Classe G5. Le préfabriqué. 1992. J'ai 13 ans.

Avant même d'entrer dans cette salle, je le sens : la barre dans le ventre. Cette envie pressante d'aller aux toilettes alors que ma vessie est vide.

Je m'assieds au premier rang. Pas par choix. Parce que je suis petit.

Le prof arrive. Monsieur D. La cinquantaine. Accent british impeccable. Regard glacial.

On se met au garde-à-vous à notre place. Silence total.

Puis ça tombe. L'interrogation surprise.

Pas au tableau. Non. Tu restes assis. Paralysé. Exposé devant toute la classe.

C'est coupant comme un rasoir. Lourd comme un maillet en plomb.

Ce jour-là, ça tombe sur moi.

Je bafouille. Accent pourri. Grammaire catastrophique.

Il ne rit même pas. Pire. Il soupire. Comme si j'étais une perte de temps.

Les autres baissent les yeux. Gênés. Mais soulagés que ce ne soit pas eux.

De ce jour, pendant 3 ans, j'ai vécu dans la terreur de cette classe.

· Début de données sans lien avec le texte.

PR #1365, opened 2025-11-21
Misc changes to support N2 writer

jbmertens:
- update eop -> bin_eop and time_center_eop
 - "layout" -> "vis_layout"
 - Kotekan should exit gracefully on FATAL_ERROR, hard exit on EXIT_ERROR
 - Other misc. cleaning


lib/metadata/N2Metadata.hpp
```diff
@@ -57,8 +57,15 @@ struct N2MetadataFormat {
...
-    struct EOP eop;
+    /// Earth Orientation Parameters at the center of the integration/accumulation time
+    struct EOP time_center_eop;
+    /// Earth Orientation Parameters within an integration/accumulation bin
+    struct EOP bin_eop;
+    // bin start/end info for convenience
+    double bin_start_ERA_deg; /// Earth Rotation Angle at start of bin
+    double bin_end_ERA_deg;   /// Earth Rotation Angle at end of bin
+    int64_t bin_start_LAST;   /// local apparent sidereal time (nanoseconds) at start of bin
+    int64_t bin_end_LAST;     /// local apparent sidereal time (nanoseconds) at end of bin
```
geoffryan, line 68: are nanoseconds (and an integer) the appropriate unit (and type) for LST?  I thought i t was more of an hour-angle thing, in a double, or possibly, like, nanoarcseconds if in an int.

lib/stages/N2Accumulate.cpp
```diff
@@ -162,47 +167,22 @@ N2Accumulate::N2Accumulate(Config& config, const std::string& unique_name,
...
-
-    // Check buffer frame sizes
+    // Ensure incoming buffer frame sizes are correct
     size_t in_corr_frame_size = 2 * sizeof(int32_t) * _n2k_correlation_num_products
                                 * _num_freq_per_n2k_frame * _n_integrations_per_n2k_frame;
     size_t in_counts_frame_size = sizeof(int32_t) * _n2k_counts_num_products
                                   * _num_freq_per_n2k_frame * _n_integrations_per_n2k_frame;
     size_t in_rfimask_frame_size = _num_freq_per_n2k_frame * _n_fpga_samples_per_n2k_frame / 8;
-    size_t out_n2_frame_size =
-        N2FrameView::calculate_frame_size(_num_elements, 0, _N2_num_products);
```
geoffryan, line 184: This check is important and should remain.  N2Accumulate has not idea if the num_elements it sees is the same one the N2Buffer saw.

lib/stages/N2Accumulate.cpp
```diff
@@ -40,108 +40,113 @@ REGISTER_KOTEKAN_STAGE(N2Accumulate);
...
-    if (!_packet_loss_is_scalar)
-        FATAL_ERROR("N2Accumulate configured to use packet loss matrix, which is not implemented.");
-    assert(_packet_loss_is_scalar);
+    out_buf = get_buffer("out_buf");
+    out_buf->register_producer(unique_name);
 
-    // sampling information
-    _n_fpga_samples_per_n2k_frame = config.get<int64_t>(unique_name, "samples_per_data_set");
-    _n_fpga_samples_per_n2k_correlation = config.get<int64_t>(unique_name, "sub_integration_ntime");
+    // Ensure outgoing buffer is of type N2 (correct size implicit)
```
geoffryan: Correct size is not implicit.  The N2Buffer and this stage may see different num_elements, etc.  That would likely mean the config is bad, but there's nothing stopping it, unless we check here.

lib/stages/N2Accumulate.hpp
```diff
@@ -76,29 +76,32 @@ class N2Accumulate : public kotekan::Stage {
...
 
-    // Frame and vis sample durations in nanoseconds
-    // uint64_t _in_frame_duration_nsec;
-    // uint64_t _in_frame_vis_duration_nsec;
+    int64_t _rfi_downsampling_factor; ///< Downsampling factor for RFI mask
 
-    static constexpr int64_t _n2k_correlation_blocksize = 16; // THIS IS ALWAYS 16
-    static constexpr int64_t _n2k_counts_blocksize = 8;       // THIS IS ALWAYS 8
+    int64_t _num_elements; ///< Total number of telescope elements (~2 * num dishes)
+    int64_t _num_ev;       ///< Number of eigenvalues/vectors
```
geoffryan: Do we need this? The stage produces no eigen information.

lib/stages/hdf5FileWrite.cpp
geoffryan, line 1: SO MANY FIELDS

lib/utils/CHORDTelescope.cpp
```diff
@@ -692,6 +699,13 @@ EOP CHORDTelescope::get_EOP_at_UT1(int64_t t_ut1) const {
 
     {
         std::shared_lock lock(_eop_lock);
+
+        if (_eop_table.empty()) {
+            WARN("EOP table is empty, cannot interpolate EOP at time {:d} s + {:d} ns.",
```
geoffryan: "at  time" -> "at UT1 time"

tests/boost/test_timeUtil.cpp
```diff
@@ -87,7 +88,11 @@ void TimeData::setup() {
         f_exists(script),
         fmt::format("critical script {:s}/timeUtil.py was not found", TEST_SCRIPT_DIR));
 
-    std::string cmd = fmt::format("python3 {:s} isot", script);
+    // Prefer system kotekan_env python if available; else fallback to python3
+    std::string py_interpreter = "/opt/kotekan_env/bin/python";
+    if (access(py_interpreter.c_str(), X_OK) != 0)
+        py_interpreter = "python3";
+    std::string cmd = fmt::format("{:s} {:s} isot", py_interpreter, script);
```
geoffryan: I don't think this is the correct move here. The tests just need to be run from an environment that has these modules available, the same way the pytests are run.

tests/test_eigenvis.py
```diff
@@ -54,6 +54,7 @@
     },
     "num_dishes": 100,
     "gps_time": {"frame0_nano": 0},
+    "vis_layout": "FullUpperTri",
```
geoffryan: `vis_layout` in general should probably not be set globally. It is a per-frame thing.  The `FakeN2Buffer` class sets the layout to FullUpperTri by default already.

tests/test_n2_accumulate.py
```diff
@@ -127,6 +128,7 @@
         ],
     },
     "gps_time": {"frame0_nano": t_start_s * GIGA},
+    "vis_layout": "FullUpperTri",
```
geoffryan: Should not be here, this is a per-frame thing.

tests/test_n2_time_downsample.py
```diff
@@ -86,6 +86,7 @@
         "dish_inputs": [],
     },
     "gps_time": {"frame0_nano": t_start_inst_ns},
+    "vis_layout": "FullUpperTri",
```
geoffryan: Delete this, should not be here.  Handled by python/kotekan/runner.py

lib/metadata/Symbol.hpp
```diff
@@ -41,15 +41,14 @@ class Symbol {
 
     // Look up a string in the known symbols. If it is not known,
     // insert it.
-    const char* lookup_or_insert(const std::string_view& str);
+    const char* lookup_or_insert(const char* str);
```
geoffryan: Why this change? Feels less safe.

geoffryan (changes requested):
Overall looks good!  A few small changes requested. The pytest layout fix should be done in the `FakeN2Buffer` and `DumpN2Buffer` classes in `python/kotekan/runner.py`, not in the individual configs. 

A couple decisions to make: what exactly FATAL_ERROR should do? Should N2Accumulate accept num_ev != 0? (I vote no).

lib/metadata/N2Metadata.hpp
jbmertens: Depends on the type we decide for it or what we mean for it. I was following the UT1 type? May punt this change to when we actually populate it.

tests/test_eigenvis.py
jbmertens: I get errors without it.

jbmertens: Ah, per-buffer thing, though it's global to this particular test. Looks like I missed a "layout": ... in the runner.FakeN2Buffer.

lib/metadata/Symbol.hpp
jbmertens: Not needed any more, with updates to FATAL_ERROR

lib/stages/N2Accumulate.cpp
```diff
@@ -40,108 +40,117 @@ REGISTER_KOTEKAN_STAGE(N2Accumulate);
...
-    if (!(_n_fpga_samples_per_n2k_frame % _n_fpga_samples_per_n2k_correlation == 0)) {
-        FATAL_ERROR("samples_per_data_set ({:d}) is not a multiple of sub_integration_ntime ({:d})",
-                    _n_fpga_samples_per_n2k_frame, _n_fpga_samples_per_n2k_correlation);
-        std::abort();
-    }
+    // Ensure outgoing buffer is of type N2 and sized correctly
+    if (out_buf->buffer_type != "N2")
+        FATAL_ERROR("N2Accumulate out_buf ({:s}) is not of type N2.", out_buf->buffer_name);
+    size_t out_n2_frame_size =
+        N2FrameView::calculate_frame_size(_num_elements, 0, _N2_num_products); // Enforce 0 ev
```
geoffryan: Surprised this works, "_N2_num_products" isn't initialized until line ~150, later in the constructor.

geoffryan (changes requested):
One change to N2Accumulate constructor needed, and some Exception handling in Stage, and possibly in StageFactory and kotekanLogging to catch the constructors throwing.

geoffryan (approved):
LGTM!

lib/core/kotekanLogging.hpp
```diff
@@ -101,7 +106,38 @@
     } while (0)
 #endif // DEBUGGING
 
-// Use this for serious errors.  i.e. things that require the program to end.
+// Use this for fatal errors that need to exit immediately.
+// Prints an error message and immediately calls exit().
+#define EXIT_ERROR(m, ...)                                                                         \
+    do {                                                                                           \
+        ERROR(m, ##__VA_ARGS__);                                                                   \
+        std::exit();                                                                               \
```
andrerenard: Should this set a failure code?

lib/core/kotekanLogging.hpp
```diff
@@ -101,7 +106,38 @@
...
+    } while (0)
+#define EXIT_ERROR_NON_OO(m, ...)                                                                  \
+    do {                                                                                           \
+        ERROR_NON_OO(m, ##__VA_ARGS__);                                                            \
+        std::exit();                                                                               \
```
andrerenard: Same here.

lib/core/Stage.cpp
```diff
@@ -98,7 +98,15 @@ void Stage::start() {
         pid_t tid = syscall(SYS_gettid);
         register_tid(tid);
 #endif
-        main_thread_fn(std::ref(*this));
+        try {
+            main_thread_fn(std::ref(*this));
+        } catch (const FatalError& e) {
+            // FATAL_ERROR already called exit_kotekan; avoid terminating the thread abruptly.
```
andrerenard: Don't you mean avoid terminating the application abruptly?  We've already aborted the thread.

lib/core/Stage.cpp
```diff
@@ -98,7 +98,15 @@ void Stage::start() {
...
+            ERROR("Stage {:s} caught FatalError: {:s}", unique_name, e.what());
```
andrerenard:
```suggestion
            ERROR("Stage {:s} caught FatalError: {:s}, attempting controlled shutdown.", unique_name, e.what());
```

lib/core/Stage.cpp
```diff
@@ -98,7 +98,15 @@ void Stage::start() {
...
+        } catch (const std::exception& e) {
+            ERROR("Exception in stage {:s}: {:s}", unique_name, e.what());
+            throw;
```
andrerenard, line 111: Should we throw the exception we just got?

andrerenard (changes requested):

lib/core/Stage.cpp
jbmertens: `throw;` with no arguments should do just this.

andrerenard (approved):
Error handling changes look good, thanks for the updates.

Si en lisant ça, tu ressens quelque chose dans ton ventre. Si cette barre, tu la connais. Si tu as déjà eu honte de parler anglais devant quelqu'un.

Ce message est pour toi.

Parce que le trauma linguistique est RÉEL. Ce n'est pas "juste dans ta tête". Ce n'est pas de la faiblesse. ⚡C'est une blessure psychologique profonde qui sabote ton apprentissage depuis des années.

Je le sais. J'ai vécu 3 ans de terreur avant de comprendre que le problème n'était pas MOI.

C'était LUI.

Aujourd'hui, après 4 ans à Londres et des centaines de francophones libérés avec 🔗Fluency Shift, je vais te raconter mon histoire complète.

Pas pour me plaindre. Pour te montrer que tu peux te reconstruire.

Même si tu as été brisé. Même si tu as honte. Même si tu penses que c'est trop tard.

Ce n'est pas trop tard.

L'enfer de la classe G5

(le trauma qui a tout détruit)

Le préfabriqué de la honte

1990. J'ai 11 ans. Je rentre en 6ème dans une classe "bilingue" d'un collège région Centre de la France.

Sur le papier, c'est prestigieux. Dans la réalité, c'est un camp de redressement linguistique.

La classe G5. Un préfabriqué isolé du bâtiment principal.

Symbolique, non ? Même l'architecture nous rappelait qu'on était à part. "L'élite bilingue".

Le prof d'anglais principal : Monsieur D.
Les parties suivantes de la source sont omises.